● **Extracted data**:
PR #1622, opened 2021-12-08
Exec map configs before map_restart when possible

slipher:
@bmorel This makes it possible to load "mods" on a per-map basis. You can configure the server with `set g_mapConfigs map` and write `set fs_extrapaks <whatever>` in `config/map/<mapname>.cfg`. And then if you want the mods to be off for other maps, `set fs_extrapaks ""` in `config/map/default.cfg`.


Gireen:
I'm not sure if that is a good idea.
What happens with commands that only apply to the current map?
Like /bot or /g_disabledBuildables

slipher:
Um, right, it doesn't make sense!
...
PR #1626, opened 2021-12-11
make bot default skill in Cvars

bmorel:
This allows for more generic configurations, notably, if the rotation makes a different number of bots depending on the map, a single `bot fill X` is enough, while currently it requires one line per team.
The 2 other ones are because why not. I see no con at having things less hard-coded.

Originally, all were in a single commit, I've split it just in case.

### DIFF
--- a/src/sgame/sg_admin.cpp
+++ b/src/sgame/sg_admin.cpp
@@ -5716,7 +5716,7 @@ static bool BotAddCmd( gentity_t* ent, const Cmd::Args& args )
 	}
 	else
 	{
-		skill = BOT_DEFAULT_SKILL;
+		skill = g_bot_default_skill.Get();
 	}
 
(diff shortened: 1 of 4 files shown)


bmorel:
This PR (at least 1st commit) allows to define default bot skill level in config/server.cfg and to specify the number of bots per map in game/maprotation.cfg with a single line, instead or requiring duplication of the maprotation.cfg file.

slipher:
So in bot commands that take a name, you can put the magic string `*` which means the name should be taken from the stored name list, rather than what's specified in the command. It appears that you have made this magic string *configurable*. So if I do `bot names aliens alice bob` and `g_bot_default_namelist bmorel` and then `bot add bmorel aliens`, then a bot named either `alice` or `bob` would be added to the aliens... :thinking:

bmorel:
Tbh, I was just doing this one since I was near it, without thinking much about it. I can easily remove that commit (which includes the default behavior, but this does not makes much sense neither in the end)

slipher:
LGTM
* * *
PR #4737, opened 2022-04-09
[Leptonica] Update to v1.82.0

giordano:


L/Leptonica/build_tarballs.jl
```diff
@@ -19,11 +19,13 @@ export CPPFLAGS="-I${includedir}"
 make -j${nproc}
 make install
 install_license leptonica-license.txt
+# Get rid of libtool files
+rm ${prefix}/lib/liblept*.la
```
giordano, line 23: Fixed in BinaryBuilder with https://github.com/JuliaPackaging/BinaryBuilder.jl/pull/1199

● **Your goal**:
Please copy each line of the material that contains the word "commands".

● **Result below**:
What happens with commands that only apply to the current map?
So in bot commands that take a name, you can put the magic string `*` which means the name should be taken from the stored name list, rather than what's specified in the command. It appears that you have made this magic string *configurable*. So if I do `bot names aliens alice bob` and `g_bot_default_namelist bmorel` and then `bot add bmorel aliens`, then a bot named either `alice` or `bob` would be added to the aliens... :thinking:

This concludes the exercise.